- _Task item_:
Filter out every line below that lacks "evaluate", and copy the rest.

[Data in this exercise — start]

PR #3516, opened 2024-09-05
refactor: convert card overlay from button to anchor

omBratteng:
## Changes

Refactors card overlay to use `a` instead of `button`

### Preview domain
https://as-543-card-button-to-anchor.preview.app.daily.dev


packages/shared/src/components/cards/common/CardOverlay.tsx
```diff
@@ -18,7 +20,14 @@ const CardOverlay = ({
     return null;
   }
 
-  return <CardButton title={post.title} onClick={onPostCardClick} />;
+  return (
```
rebelchris, line 23: Oh interesting, I kind of thought it was a a already, looking at list card for instance 😅
Maybe we can unify the two into 1 component now?

packages/shared/src/components/cards/ArticlePostCard.tsx
```diff
@@ -72,7 +74,11 @@ export const ArticlePostCard = forwardRef(function PostCard(
       flagProps={{ pinnedAt, trending }}
       bookmarked={post.bookmarked && !showFeedback}
     >
-      <CardOverlay post={post} onPostCardClick={onPostCardClick} />
+      <CardOverlay
```
rebelchris, line 77: We actually have `combinedClicks` which can do the same, as it's both the same function right?

rebelchris (commented):
Wouldn't we just be ok by passing 1 function and simply using `combinedClicks`?

packages/shared/src/components/cards/ArticlePostCard.tsx
omBratteng:
```ts
export const combinedClicks = (
  func: React.MouseEventHandler,
): CombinedClicks => {
  return {
    onAuxClick: (event) => event.button === 1 && func(event),
    onClick: func,
  };
};
```

I tried to use that, but it open modal if you aux clicked. You just want it to open new tab

rebelchris: Hmm this just feels like we could easily miss one of the two which I'd like to avoid if that makes sense? (Eg if we need to add tracking to clicks or so)

rebelchris (commented):
Just one concern, but maybe it's ok for now?

rebelchris (approved):

packages/shared/src/components/cards/ArticlePostCard.tsx
omBratteng: Discussed this in Gather. It re-uses the same top function, and because of prop-drilling and re-creating of the functions, it's the easiest way to do it now.

PR #3517, opened 2024-09-05
refactor: convert buttons in sidebar to anchors

omBratteng:
## Changes
- convert "New squad" squad page button to anchor
- convert "New squad" sidebar button to anchor
- always show anchor element in sidebar

### Preview domain
https://as-543-more-anchors.preview.app.daily.dev

### DIFF
--- a/packages/shared/src/components/sidebar/ClickableNavItem.tsx
+++ b/packages/shared/src/components/sidebar/ClickableNavItem.tsx
@@ -1,7 +1,13 @@
-import React, { HTMLAttributes, ReactElement, ReactNode } from 'react';
+import React, {
+  HTMLAttributes,
+  ReactElement,
+  ReactNode,
+  useCallback,
+} from 'react';
 import classNames from 'classnames';
 import Link from '../utilities/Link';
 import { navBtnClass, SidebarMenuItem } from './common';
+import { combinedClicks } from '../../lib/click';
 
 interface ClickableNavItemProps
   extends HTMLAttributes<HTMLButtonElement | HTMLAnchorElement> {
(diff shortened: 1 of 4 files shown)


packages/shared/src/components/sidebar/ActivitySection.tsx
```diff
@@ -31,6 +31,7 @@ export function ActivitySection({
         ),
         title: 'Bookmarks',
         path: `${process.env.NEXT_PUBLIC_WEBAPP_URL}bookmarks`,
```
rebelchris, line 33: I think you can actually just set this to be `href` and you don't need `forcedLink`
The forcedLink is more meant for `extension || webapp` where we have pages, but for webapp you want to force a link or something like that.

packages/shared/src/components/sidebar/SquadSection.tsx
```diff
@@ -40,6 +40,8 @@ export function SquadSection(props: SectionCommonProps): ReactElement {
     icon: () => <NewSquadIcon />,
     title: 'New Squad',
     action: () => openNewSquad({ origin: Origin.Sidebar }),
+    target: newSquadUrl,
```
rebelchris, line 43: Same here basically.

rebelchris (approved):
Non blocking, but we can clean it up a little bit.

packages/shared/src/components/sidebar/ActivitySection.tsx
omBratteng: Noticed in preview that it doesn't work, because if you're not logged in, it always returns a button. But I think we probably can remove that since we want anchor for SEO?

packages/shared/src/components/sidebar/ClickableNavItem.tsx
```diff
@@ -18,25 +24,24 @@ export function ClickableNavItem({
...
+    [showLogin, item],
+  );
 
   if (!isButton && (!item.action || item.path)) {
     return (
       <Link href={item.path} passHref prefetch={false}>
         <a
-          {...(item.action && { onClick: item.action })}
           {...props}
+          {...combinedClicks(onClick)}
```
rebelchris, line 44: I'm not sure this needs combinedClicks though, you stay in the app anyway so maybe same page is fine for this?

rebelchris (approved):
Non blocking comment

sshanzel (approved):
:shipit:

packages/shared/src/components/sidebar/ClickableNavItem.tsx
omBratteng: combinedClicks doesn't open anything in new tab for you, it just sends the input function to both onClick and onAuxClick.
It would be the same as doing
```ts
onClick={onClick}
onAuxClick={(event) => event.button === 1 && onClick}
```

sshanzel:
I think we forgot the Notification bell button 😂

PR #3522, opened 2024-09-06
test: try to remove flaky tests

ilasw:
## Changes
- Basically moved from check in UI (alerts) to `displayToast` function call with the right args
- Other small changes to tests

## Events

## Experiment

## Manual Testing

> [!CAUTION]

### Preview domain
https://fix-flacky-test-recover.preview.app.daily.dev

### DIFF
--- a/packages/shared/src/components/modals/streaks/StreakRecoverModal.spec.tsx
+++ b/packages/shared/src/components/modals/streaks/StreakRecoverModal.spec.tsx
@@ -14,6 +14,7 @@ import {
 } from '../../../graphql/users';
 import { mockGraphQL } from '../../../../__tests__/helpers/graphql';
 import * as actionHook from '../../../hooks/useActions';
+import * as toastHook from '../../../hooks/useToastNotification';
 import { ActionType } from '../../../graphql/actions';
 import Toast from '../../notifications/Toast';
 
@@ -36,26 +37,9 @@ const alertsWithStreakRecovery: Alerts = {
 const checkHasCompleted = jest.fn();
 const completeAction = jest.fn();
 const updateAlerts = jest.fn();
+const displayToast = jest.fn();
 
 const queryClient = new QueryClient({});
-
-const renderComponent = (props: TestProps) => {
-  const {
-    user = { ...loggedUser, reputation: 10 },
-    alerts = alertsWithStreakRecovery,
-  } = props;
-
-  return render(
-    <TestBootProvider
-      client={queryClient}
-      auth={{ user }}
-      alerts={{ alerts, updateAlerts }}
-    >
-      <BootPopups />
-      <Toast autoDismissNotifications={false} />
-    </TestBootProvider>,
-  );
-};
 
 const mockRecoveryQuery = (
   data: UserStreakRecoverData,
@@ -106,18 +90,44 @@ const mockAlertsMutation = () => {
   });
 };
 
+const renderComponent = (props: TestProps) => {
+  const {
+    user = { ...loggedUser, reputation: 10 },
+    alerts = alertsWithStreakRecovery,
+  } = props;
+
+  return render(
+    <TestBootProvider
+      client={queryClient}
+      auth={{ user }}
+      alerts={{ alerts, updateAlerts }}
+    >
+      <BootPopups />
+      <Toast autoDismissNotifications={false} />
+    </TestBootProvider>,
+  );
+};
+
 beforeEach(async () => {
-  // need to reset the mock on useActions
-  checkHasCompleted.mockReset();
   jest.spyOn(actionHook, 'useActions').mockReturnValue({
     completeAction,
     checkHasCompleted,
     isActionsFetched: true,
     actions: [],
   });
+  jest.spyOn(toastHook, 'useToastNotification').mockReturnValue({
+    displayToast,
+    dismissToast: jest.fn(),
+    subject: undefined,
+  });
 
   // need to reset the query cache
   queryClient.clear();
+  // need to reset the mock
+  checkHasCompleted.mockReset();
+  completeAction.mockReset();
+  updateAlerts.mockReset();
+  displayToast.mockReset();
 });
 
 it('should not render if user is not logged in', async () => {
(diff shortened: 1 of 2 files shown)


packages/shared/src/components/modals/streaks/StreakRecoverModal.spec.tsx
```diff
@@ -287,13 +322,17 @@ it('Should show success message on recover', async () => {
 
   // expect mutation to be called
   expect(mutationCalled).toBeTruthy();
+  await waitForNock();
```
capJavert, line 325: I think wait for nock might better be above since nock guarantees the above callback that sets `mutationCalled` has been executed?

capJavert: or you can use `waitFor(() => expect(mutationCalled).toBeTruthy())`

capJavert (approved):
Looks good, maybe test if flaky now with repeated execution @rebelchris you shared how to do it before?

packages/shared/src/components/modals/streaks/StreakRecoverModal.spec.tsx
ilasw: I've tried right now changing this but time to time test are failing again :(

capJavert: I think different one failed right now on ci? https://app.circleci.com/pipelines/github/dailydotdev/apps/19713/workflows/3c038725-d05f-43b1-82d7-adc25c032203/jobs/51077

ilasw: Yes, it is not from the recovery but I can  also quickly check for it 👀

capJavert: Let's keep it scoped, I was just referring to you saying it failed. So the test you are fixing is failing locally then?

ilasw: Yes, if I remove `await waitForNock();` and put `waitFor(() => expect(mutationCalled).toBeTruthy())` is failing locally once in a while

capJavert: not remove it but reverse order:
```
await waitForNock();
expect(mutationCalled).toBeTruthy();
```

ilasw: Nope, not working :\ 
But anyway before this line there is another `waitForNock` so we have one before and one after!

capJavert: And its working when nock is after?

capJavert: I see its two waitForNock now, do you know why we need second one?

ilasw: I think that is because of multiple mutation have been called before. I've tried to change it like this:

```ts
let mutationCalled = false;
  mockRecoveryMutation({}, () => {
    mutationCalled = true;
  });
  await waitForNock();

  mockAlertsMutation();
  await waitForNock();

  // expect mutation to be called
  await waitFor(() => expect(mutationCalled).toBeTruthy());

```

and seems working, I think is easier to understand and maintain, wdyt?

ilasw: Nevermind, if I remove the wait for nock after expect(mutationCalled) is failing time to time, had to restore it. :\

capJavert: From my perspective you would need only one waitForNock at the end, but flakiness is hard. 

`mockRecoveryMutation`  and `mockAlertsMutation` are just handlers that get setup and wait for requests so they should go first before any actions in the tests. 

I don't see the reason why we would call them incrementally one by one and then wait for them, thats why I asked if you know why its multiple waitForNock calls?

ilasw: I've tried to remove some, but component do some api call one after another and I think that some more waiting is needed for this reason?

capJavert: so the flow of the test how I see it:

1. mock recovery query
2. renderComponent -> this consumes above mock
3. waitForNock (to make sure we wait for above consumes to go through)
4. mock mutation and alerts mutation 
5. fireEvent.click (click on recover) -> this consumes above mock
6. waitForNock (to make sure we wait for above consumes to go through) (this fails 🔴 )
7. evaluate mutation called
8. evaluate toast

In your solution you have 4. and 5. reversed. But it still fails with both so I think the root cause is something else. From what I can se You can run test multiple times by replace `it()` with following:
```js
test.each(Array(100).fill(undefined))(
  'Should show success message on recover',
  async () => {
    // test code
  });
```

it takes a bit of time but it will show if test is flaky.

nensidosari (approved):

packages/shared/src/components/modals/streaks/StreakRecoverModal.spec.tsx
rebelchris: This was my approach, but above works better most cases as concurrently will break almost all our test anyway.

https://dailydotdev.slack.com/archives/C02E2C3C13R/p1723804495112589

packages/shared/src/components/modals/streaks/StreakRecoverModal.spec.tsx
```diff
@@ -106,18 +90,44 @@ const mockAlertsMutation = () => {
...
+  jest.spyOn(toastHook, 'useToastNotification').mockReturnValue({
+    displayToast,
+    dismissToast: jest.fn(),
+    subject: undefined,
+  });
 
   // need to reset the query cache
   queryClient.clear();
+  // need to reset the mock
+  checkHasCompleted.mockReset();
```
rebelchris, line 127: I think mock reset all works as well?

packages/shared/src/components/modals/streaks/StreakRecoverModal.spec.tsx
```diff
@@ -273,27 +308,30 @@ it('Should show success message on recover', async () => {
...
-  expect(alert).toContainHTML('Lucky you! Your streak has been restored');
+  await waitForNock();
+  expect(displayToast).toHaveBeenCalledWith(
+    'Lucky you! Your streak has been restored',
+  );
 });
 
-it('Should show error message on recover fail', async () => {
+it('Should dismiss popup on close if checked option', async () => {
+  // window.scrollTo = jest.fn();
```
rebelchris, line 333: Either we should bring it back or simply delete it :)

rebelchris (approved):
Not really anything smart to say, toast === flaky :( 
I've found better luck adjusting with fakeTimers and relying on 1 tick

sshanzel (approved):
Thank you for your effort on this, working with flaky tests are not easy, especially with our toast notification 🙏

[Data in this exercise — finish]

- _The answer_:
7. evaluate mutation called
8. evaluate toast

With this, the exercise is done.